As promised, here's the nuts and bolts of Saturday, albeit a day late. I spent the day at St. Martin-in-the-Fields in Toronto at a quiet day retreat. It was a joint venture between the brothers from Holy Cross Priory, St. Martin-in-the-Fields, and St. John. It was led by Sr. Anne from SSJD in Toronto. We used the words, and music, of Handel's Messiah. We had three meditations of about 30 minutes each, proceeded with a talk by Sr. Anne. It really made me think, which was the point I guess. Chandra went with me. I thought the quiet day would do both of us a world of good.
The first meditation was on the text from Isaiah 40:1-2 & 3. We were asked what comforts us. What comforts me is prayer, sleep, quiet, a good whiskey, a cruise vacation, good food, and gardening. We were asked to reflect also on how we sense God's invitation to rest. That's the problem; I don't. I have a real problem sensing God's invitation. We were asked what impression the music gave us, in all the meditations. It didn't really; but then, I'm not musically gifted. Where is my desert place, I was asked to ponder. I guess work, stress, family often, money, and the Church are my desert place. How will you begin to prepare the way for the Lord, we were challenged. I had never looked at this scripture this way before. I had always assumed God would do the preparing. I found upon reflection that I am doing a p1$$ poor job of preparing the way. We were asked then about what we would do to prepare a straight highway in the desert for God. This, also, was a new concept to me. Preparing a way for God in our desert was a new concept, at least in interpreting this scripture. Let God into my desert by making a highway through it for Him, interesting. How do I let Him in to my desert? What do I have to do to make a highway in the desert?

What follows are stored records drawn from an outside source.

PR #7726, opened 2026-03-09
ci: switch tests Go matrix to stable/oldstable and update setup-go

smf-h:
This updates the tests workflow Go matrix from `['1.24', '1.25']` to `['1.25', 'stable']`.

Reason:
`tests/tests_all.sh` runs `go get -u -t ./...` inside `tests/`, so CI can pick up newer transitive dependencies than the versions currently recorded in the repo.

At the moment, this path is no longer compatible with Go 1.24. I reproduced it locally with the current script:

- `github.com/microsoft/go-mssqldb@v1.9.8 requires go >= 1.25.7`
- `golang.org/x/sync@v0.20.0 requires go >= 1.25.0`

So the failing Go 1.24 jobs are blocked by dependency/toolchain requirements during test environment setup, before the actual repository changes are meaningfully exercised.

This PR keeps the change minimal and only updates the CI Go matrix.
It does not change test logic or application code.

### DIFF
--- a/.github/workflows/tests.yml
+++ b/.github/workflows/tests.yml
@@ -16,13 +16,13 @@ jobs:
   sqlite:
     strategy:
       matrix:
-        go: ['1.25', 'stable']
+        go: ['stable', 'oldstable']
         platform: [ubuntu-latest] # can not run in windows OS
     runs-on: ${{ matrix.platform }}
 
     steps:
     - name: Set up Go 1.x
-      uses: actions/setup-go@v4
+      uses: actions/setup-go@v5
       with:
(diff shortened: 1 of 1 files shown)


jinzhu:
Hi @smf-h,

Could you update this to use stable and oldstable as described in the documentation?

It may also require upgrading the current setup-go version.

https://github.com/actions/setup-go?tab=readme-ov-file#supported-version-syntax

jinzhu:
can you fix the confliction？

smf-h:
@jinzhu  I have fixed the confliction.

PR #580, opened 2018-03-01
Update foxring.ring

japfrosado:
frAsc() was updated.


MahmoudFayed:
Thanks for the update

PR #617, opened 2018-05-04
Update foxring.ring

japfrosado:
Added frProper() function


MahmoudFayed:
Thanks for the update

PR #645, opened 2018-07-11
Update sample.ring

japfrosado:


MahmoudFayed:
Thanks for the new sample!

PR #651, opened 2018-07-31
Create NASA-1-Fibonacci.ring

umariani:
NASA set of problems
1 - Fibonacci


MahmoudFayed:
Thanks for the new sample!

PR #666, opened 2018-09-06
Update QtClassConverterController.ring

MajdiSobain:
Correct three errors:
1- Detect virtual class destroyer.
2- Correct duplicated end brackets.
3- Avoid affecting enums\flags if some are substring of others.


MahmoudFayed:
Thanks for the update 
Keep up the good work

PR #668, opened 2018-09-07
Create FourBitAdder-Expands-to-256-Bits.ring

umariani:
FourBitAdder can expands to any number of Bits
Sample shows 4, 32, 64, 128, 256 Bits


MahmoudFayed:
Thanks

PR #670, opened 2018-09-07
Update oop.txt

umariani:
Example of using Class to Add 2 numbers.
Details showing Class:  Operator, Para, Type: Object, String, Number


MahmoudFayed:
Thanks

PR #699, opened 2018-10-12
Fix ring2exe.ring problem with spaces in paths

justgo97:
There is a problem with path resolving in ring2exe when the ring folder path have spaces for example :

`C:\Program Files\ring`

to fix this i just added two " around the ring path i don't know if this is the best way to do it but it works for me


MahmoudFayed:
Thanks for the update

PR #704, opened 2018-11-24
Update stdlibcore.ring

CalmoSoft:


MahmoudFayed:
Hello Gal
Very nice idea, but I think we can add a better function that support different formats with a better name
We can work on this in Ring Group
Thanks

PR #705, opened 2018-12-06
Change line 90

froottools:
Change;
sudo apt-get libtool install m4 automake
to
sudo apt-get install libtool m4 automake


MahmoudFayed:
Thanks for the update

PR #808, opened 2019-05-19
Update lists.txt

umariani:
Return Parameters from a Function in an Array or Hash Format


MahmoudFayed:
Thanks for the update

PR #429, opened 2023-01-06
chore: check nextjs starter

fargito:


scripts/check-examples.sh
```diff
@@ -6,7 +6,7 @@ pnpm nx run create-swarmion-app:build
 BASE_DIR=$(pwd)
 TEMP_DIR=$(mktemp -d)
 
-for template in swarmion-starter swarmion-full-stack; do
+for template in swarmion-starter swarmion-full-stack swarmion-with-next; do
```
adriencaccia, line 9: We should loop directly on the `examples` folder, something like

```suggestion
for template in examples/*; do
```

PR #436, opened 2023-01-06
chore(ci): run check example in parallel

Sc0ra:


fargito (changes requested):
Great!

I think you need to change the trigger for the check examples workflow from `check-examples.sh` to `check-example.sh`

fargito (approved):

PR #447, opened 2023-01-09
chore(docs): deploy preview only when docs are changed

adriencaccia:


.github/workflows/pr-docs-preview.yml
```diff
@@ -0,0 +1,50 @@
+on:
+  pull_request:
+    types: [opened, synchronize, reopened]
+    paths:
+      - 'user-dopcs/**'
```
fargito, line 5:
```suggestion
      - 'user-docs/**'
```

PR #457, opened 2023-01-13
Docs : fix `serverless-contracts` examples for `getHandler`

guillaumeduboc:


user-docs/documentation/docs/getting-started/5-add-a-new-serverless-contract-library.mdx
```diff
@@ -191,16 +191,16 @@ Then, you can use the `getHandler` feature to define a type safe handler of your
 import { getHandler } from '@swarmion/serverless-contracts';
 import { getUserContract } from '@my-project-name/users-contracts';
 
-export const handler = getHandler(getUserContract, async event => {
+export const handler = getHandler(getUserContract)(event => {
```
fargito, line 194:
```suggestion
export const handler = getHandler(getUserContract)(async event => {
```

user-docs/documentation/docs/getting-started/5-add-a-new-serverless-contract-library.mdx
```diff
@@ -191,16 +191,16 @@ Then, you can use the `getHandler` feature to define a type safe handler of your
...
   const { userId } = event.pathParameters; // userId will be typed as string
 
   console.log(userId);
 
-  return {
+  return Promise.resolve({
```
fargito, line 199:
```suggestion
  return {
```

user-docs/documentation/docs/getting-started/5-add-a-new-serverless-contract-library.mdx
guillaumeduboc: We are not `await`ing anything in our functions

user-docs/documentation/docs/getting-started/5-add-a-new-serverless-contract-library.mdx
guillaumeduboc: this is a workaround to make our handler asynchronous

fargito: I see, but IMO it gives an incorrect example to new users that might think this is the correct way to define handlers instead of using async functions. I would prefer to keep the async function, remove `Promise.resolve` from the return and add `await Promise.resolve();` inside the handler with a message that explicitely indicates that it must be replaced by the business logic.
WDYT @guillaumeduboc ?

guillaumeduboc: yes I agree, with a comment on the side indicating it stands for the business logic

The next two meditations turned outward, instructing us to reflect on how our parishes could basically do the same thing. I had problems with this part. Mostly, it was because I had trouble answering the questions because I can't see a way forward for St. Paul's due to my own conflict with the parish. How does St. Paul's make a highway for God? I have no friggen idea. How will my parish bla bla? I don't know how, because what's happening right now isn't working for me. Who in the parish is good at highway building, lowering mountains, raising valleys, etc...? I can think of people; but, they're not the ones running the show--except for Fr. Daniel.
Overall, it was an enlightening day. I did do a lot of reflection and self examination. I found both that it was not long enough to give me a long lasting benefit, one day, and too long (I was ready to leave by the end--maybe due to the reflection about the parish). That's not to say I didn't enjoy it; I really got a lot out of the self reflection and quiet.